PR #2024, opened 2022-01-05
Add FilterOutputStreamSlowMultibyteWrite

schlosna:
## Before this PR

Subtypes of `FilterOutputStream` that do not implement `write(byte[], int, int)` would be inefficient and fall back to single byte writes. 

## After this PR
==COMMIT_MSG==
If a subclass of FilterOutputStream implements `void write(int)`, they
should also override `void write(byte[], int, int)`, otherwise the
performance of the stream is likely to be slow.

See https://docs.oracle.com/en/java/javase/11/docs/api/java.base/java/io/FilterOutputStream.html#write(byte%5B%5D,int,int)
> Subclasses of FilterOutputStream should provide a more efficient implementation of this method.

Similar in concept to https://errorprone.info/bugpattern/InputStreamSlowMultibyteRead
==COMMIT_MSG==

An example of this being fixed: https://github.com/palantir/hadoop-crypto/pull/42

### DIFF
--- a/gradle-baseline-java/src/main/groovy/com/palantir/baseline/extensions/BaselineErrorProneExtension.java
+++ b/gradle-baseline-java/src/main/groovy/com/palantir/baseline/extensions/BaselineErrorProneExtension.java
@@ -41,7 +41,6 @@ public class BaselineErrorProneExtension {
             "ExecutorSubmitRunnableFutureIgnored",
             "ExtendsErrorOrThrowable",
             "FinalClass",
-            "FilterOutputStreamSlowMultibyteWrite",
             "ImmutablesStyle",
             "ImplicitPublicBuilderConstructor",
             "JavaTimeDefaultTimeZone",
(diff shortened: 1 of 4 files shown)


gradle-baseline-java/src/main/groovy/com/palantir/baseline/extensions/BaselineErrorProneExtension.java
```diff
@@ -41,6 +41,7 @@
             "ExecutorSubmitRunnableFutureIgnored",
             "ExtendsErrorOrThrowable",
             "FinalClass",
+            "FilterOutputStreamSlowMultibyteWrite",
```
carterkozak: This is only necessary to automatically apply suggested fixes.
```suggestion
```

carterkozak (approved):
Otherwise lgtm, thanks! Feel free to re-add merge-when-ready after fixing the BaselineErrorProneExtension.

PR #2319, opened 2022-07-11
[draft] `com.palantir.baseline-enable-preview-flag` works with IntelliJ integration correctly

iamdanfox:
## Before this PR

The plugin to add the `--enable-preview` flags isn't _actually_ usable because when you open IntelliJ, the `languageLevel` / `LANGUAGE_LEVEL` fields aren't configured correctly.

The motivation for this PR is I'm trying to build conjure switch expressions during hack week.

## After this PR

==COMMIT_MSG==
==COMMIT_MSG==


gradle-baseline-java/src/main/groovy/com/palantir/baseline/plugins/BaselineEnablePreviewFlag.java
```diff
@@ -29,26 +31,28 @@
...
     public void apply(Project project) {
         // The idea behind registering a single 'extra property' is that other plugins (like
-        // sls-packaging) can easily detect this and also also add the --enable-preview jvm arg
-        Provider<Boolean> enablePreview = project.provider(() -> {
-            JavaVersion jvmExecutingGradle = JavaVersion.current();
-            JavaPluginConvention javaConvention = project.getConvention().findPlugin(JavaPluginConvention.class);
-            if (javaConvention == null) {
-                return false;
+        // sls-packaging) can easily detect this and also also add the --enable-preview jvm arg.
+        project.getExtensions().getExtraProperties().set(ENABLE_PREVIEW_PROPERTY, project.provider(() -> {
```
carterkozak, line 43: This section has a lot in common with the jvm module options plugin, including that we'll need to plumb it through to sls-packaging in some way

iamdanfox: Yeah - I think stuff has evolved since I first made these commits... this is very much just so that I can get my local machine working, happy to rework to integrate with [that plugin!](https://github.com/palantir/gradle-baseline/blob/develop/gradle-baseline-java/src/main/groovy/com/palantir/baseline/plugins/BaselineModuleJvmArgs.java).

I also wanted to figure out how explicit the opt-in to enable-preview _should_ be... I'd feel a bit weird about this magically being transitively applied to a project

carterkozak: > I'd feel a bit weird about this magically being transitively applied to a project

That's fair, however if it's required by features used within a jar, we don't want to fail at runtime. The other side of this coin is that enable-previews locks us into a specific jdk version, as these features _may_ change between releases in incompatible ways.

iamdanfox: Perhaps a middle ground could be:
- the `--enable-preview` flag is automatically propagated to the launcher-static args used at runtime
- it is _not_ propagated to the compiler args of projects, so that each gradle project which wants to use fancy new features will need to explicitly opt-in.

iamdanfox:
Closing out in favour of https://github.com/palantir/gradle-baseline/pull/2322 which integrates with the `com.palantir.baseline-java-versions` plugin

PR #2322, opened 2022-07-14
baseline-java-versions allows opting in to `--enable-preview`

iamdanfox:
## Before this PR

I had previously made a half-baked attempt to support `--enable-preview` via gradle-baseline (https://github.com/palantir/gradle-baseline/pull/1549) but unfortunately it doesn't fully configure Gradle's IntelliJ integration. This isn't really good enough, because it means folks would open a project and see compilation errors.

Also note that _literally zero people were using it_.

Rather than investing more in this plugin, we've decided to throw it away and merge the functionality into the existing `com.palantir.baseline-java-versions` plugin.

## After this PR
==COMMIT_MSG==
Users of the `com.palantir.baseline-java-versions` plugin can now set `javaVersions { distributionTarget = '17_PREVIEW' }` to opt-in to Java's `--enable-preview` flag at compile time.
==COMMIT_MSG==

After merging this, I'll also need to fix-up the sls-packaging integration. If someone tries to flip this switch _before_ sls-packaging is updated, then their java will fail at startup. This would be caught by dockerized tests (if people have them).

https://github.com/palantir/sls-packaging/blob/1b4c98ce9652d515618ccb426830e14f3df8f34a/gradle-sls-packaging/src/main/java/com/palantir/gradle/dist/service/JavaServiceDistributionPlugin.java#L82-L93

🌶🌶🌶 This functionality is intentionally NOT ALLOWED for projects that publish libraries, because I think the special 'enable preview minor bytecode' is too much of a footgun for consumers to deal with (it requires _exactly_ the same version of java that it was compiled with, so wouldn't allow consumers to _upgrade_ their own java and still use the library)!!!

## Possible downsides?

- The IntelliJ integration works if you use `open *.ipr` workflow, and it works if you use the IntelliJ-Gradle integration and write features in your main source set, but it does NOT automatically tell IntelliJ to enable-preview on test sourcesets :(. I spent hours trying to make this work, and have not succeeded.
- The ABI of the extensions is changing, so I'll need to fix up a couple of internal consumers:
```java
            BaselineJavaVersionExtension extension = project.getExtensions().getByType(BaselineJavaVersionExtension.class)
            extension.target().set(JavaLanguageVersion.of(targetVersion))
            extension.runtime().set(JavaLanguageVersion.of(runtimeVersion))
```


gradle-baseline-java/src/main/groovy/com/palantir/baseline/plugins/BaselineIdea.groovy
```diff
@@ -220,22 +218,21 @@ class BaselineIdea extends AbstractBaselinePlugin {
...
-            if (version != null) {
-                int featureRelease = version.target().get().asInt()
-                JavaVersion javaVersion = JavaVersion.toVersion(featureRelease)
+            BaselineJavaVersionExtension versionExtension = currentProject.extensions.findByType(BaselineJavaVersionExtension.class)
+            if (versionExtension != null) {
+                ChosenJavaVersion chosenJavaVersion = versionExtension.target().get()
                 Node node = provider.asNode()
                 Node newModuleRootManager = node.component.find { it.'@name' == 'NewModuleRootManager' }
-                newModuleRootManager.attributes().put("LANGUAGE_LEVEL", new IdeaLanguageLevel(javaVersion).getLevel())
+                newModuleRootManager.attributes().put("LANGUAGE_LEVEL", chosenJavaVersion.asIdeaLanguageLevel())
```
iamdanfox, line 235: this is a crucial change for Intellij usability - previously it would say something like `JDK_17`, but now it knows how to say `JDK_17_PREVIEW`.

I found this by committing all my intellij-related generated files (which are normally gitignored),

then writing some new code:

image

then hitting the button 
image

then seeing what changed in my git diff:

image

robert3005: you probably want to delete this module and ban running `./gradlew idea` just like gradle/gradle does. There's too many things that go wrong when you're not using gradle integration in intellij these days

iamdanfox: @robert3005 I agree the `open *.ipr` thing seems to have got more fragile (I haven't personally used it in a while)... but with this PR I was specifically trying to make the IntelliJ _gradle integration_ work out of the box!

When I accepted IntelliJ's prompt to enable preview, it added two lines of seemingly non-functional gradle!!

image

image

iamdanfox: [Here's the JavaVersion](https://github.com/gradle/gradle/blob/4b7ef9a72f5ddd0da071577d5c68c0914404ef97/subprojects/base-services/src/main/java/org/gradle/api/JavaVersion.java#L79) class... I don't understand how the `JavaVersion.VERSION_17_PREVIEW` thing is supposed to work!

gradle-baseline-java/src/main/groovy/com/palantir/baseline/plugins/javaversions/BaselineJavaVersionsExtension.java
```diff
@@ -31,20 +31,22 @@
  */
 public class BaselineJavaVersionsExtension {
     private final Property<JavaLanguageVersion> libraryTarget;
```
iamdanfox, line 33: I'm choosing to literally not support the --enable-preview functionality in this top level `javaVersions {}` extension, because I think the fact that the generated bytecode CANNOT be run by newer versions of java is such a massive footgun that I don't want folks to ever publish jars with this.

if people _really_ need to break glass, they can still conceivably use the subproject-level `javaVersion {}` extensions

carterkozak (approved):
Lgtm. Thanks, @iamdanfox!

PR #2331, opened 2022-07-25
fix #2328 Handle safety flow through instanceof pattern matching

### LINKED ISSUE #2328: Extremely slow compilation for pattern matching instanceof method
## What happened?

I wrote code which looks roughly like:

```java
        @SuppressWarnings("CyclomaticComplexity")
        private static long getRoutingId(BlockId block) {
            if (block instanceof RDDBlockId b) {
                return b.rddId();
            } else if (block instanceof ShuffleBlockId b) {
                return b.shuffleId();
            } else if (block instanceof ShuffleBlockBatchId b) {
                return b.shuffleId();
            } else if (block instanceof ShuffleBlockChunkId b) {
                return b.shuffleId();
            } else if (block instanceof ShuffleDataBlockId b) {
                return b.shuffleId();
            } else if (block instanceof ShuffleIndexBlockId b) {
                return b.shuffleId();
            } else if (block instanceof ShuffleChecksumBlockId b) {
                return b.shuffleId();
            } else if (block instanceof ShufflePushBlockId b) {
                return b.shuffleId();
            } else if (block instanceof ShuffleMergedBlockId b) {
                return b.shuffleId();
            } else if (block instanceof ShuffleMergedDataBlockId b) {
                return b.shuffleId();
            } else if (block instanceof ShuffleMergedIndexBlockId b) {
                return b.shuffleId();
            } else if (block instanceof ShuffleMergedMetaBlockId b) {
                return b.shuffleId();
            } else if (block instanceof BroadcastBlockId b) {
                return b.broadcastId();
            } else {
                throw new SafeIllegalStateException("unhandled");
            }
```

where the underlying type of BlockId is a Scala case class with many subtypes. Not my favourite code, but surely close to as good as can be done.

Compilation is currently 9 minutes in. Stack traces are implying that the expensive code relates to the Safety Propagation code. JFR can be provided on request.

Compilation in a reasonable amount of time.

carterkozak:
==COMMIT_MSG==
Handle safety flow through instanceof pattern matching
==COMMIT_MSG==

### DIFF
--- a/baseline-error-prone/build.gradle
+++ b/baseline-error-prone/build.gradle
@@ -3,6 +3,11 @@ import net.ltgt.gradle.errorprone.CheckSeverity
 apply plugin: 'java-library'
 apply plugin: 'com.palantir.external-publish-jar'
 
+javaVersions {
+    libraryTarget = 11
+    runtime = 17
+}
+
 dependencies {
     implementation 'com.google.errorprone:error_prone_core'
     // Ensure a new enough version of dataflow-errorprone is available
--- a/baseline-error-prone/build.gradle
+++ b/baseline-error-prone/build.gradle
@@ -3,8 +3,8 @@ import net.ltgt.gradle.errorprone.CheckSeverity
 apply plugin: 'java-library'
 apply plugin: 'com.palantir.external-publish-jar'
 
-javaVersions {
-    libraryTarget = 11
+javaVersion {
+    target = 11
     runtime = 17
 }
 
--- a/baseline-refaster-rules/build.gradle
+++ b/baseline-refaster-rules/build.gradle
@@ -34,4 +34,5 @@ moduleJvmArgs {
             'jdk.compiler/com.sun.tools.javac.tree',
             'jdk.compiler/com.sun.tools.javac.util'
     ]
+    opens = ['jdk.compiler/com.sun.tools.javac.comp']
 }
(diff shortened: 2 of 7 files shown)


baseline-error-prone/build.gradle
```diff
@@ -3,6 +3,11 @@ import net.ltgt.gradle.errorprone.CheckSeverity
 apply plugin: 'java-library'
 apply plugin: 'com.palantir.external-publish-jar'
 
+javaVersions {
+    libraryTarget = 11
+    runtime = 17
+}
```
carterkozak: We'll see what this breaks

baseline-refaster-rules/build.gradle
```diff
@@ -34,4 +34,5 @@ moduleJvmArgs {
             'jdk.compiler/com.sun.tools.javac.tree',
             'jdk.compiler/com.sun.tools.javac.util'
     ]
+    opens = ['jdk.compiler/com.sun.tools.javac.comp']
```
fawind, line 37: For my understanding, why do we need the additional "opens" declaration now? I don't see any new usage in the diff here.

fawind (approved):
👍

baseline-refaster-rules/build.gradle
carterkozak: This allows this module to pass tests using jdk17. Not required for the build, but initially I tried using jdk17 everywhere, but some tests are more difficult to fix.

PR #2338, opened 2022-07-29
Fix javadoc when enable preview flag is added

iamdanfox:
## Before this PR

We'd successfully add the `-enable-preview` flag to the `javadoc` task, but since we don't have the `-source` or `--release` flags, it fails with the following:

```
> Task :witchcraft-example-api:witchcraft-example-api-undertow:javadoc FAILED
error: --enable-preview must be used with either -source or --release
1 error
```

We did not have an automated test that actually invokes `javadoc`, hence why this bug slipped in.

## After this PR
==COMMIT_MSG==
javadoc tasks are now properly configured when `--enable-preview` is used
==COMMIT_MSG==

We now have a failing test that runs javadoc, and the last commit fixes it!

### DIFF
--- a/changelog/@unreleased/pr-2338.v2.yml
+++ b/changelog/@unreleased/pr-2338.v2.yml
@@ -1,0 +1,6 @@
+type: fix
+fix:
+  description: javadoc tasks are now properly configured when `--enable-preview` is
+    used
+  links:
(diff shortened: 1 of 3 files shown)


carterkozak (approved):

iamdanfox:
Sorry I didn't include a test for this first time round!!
________________
From the entries above, copy every line containing the word "people".

▸ Written answer
Also note that _literally zero people were using it_.
After merging this, I'll also need to fix-up the sls-packaging integration. If someone tries to flip this switch _before_ sls-packaging is updated, then their java will fail at startup. This would be caught by dockerized tests (if people have them).
if people _really_ need to break glass, they can still conceivably use the subproject-level `javaVersion {}` extensions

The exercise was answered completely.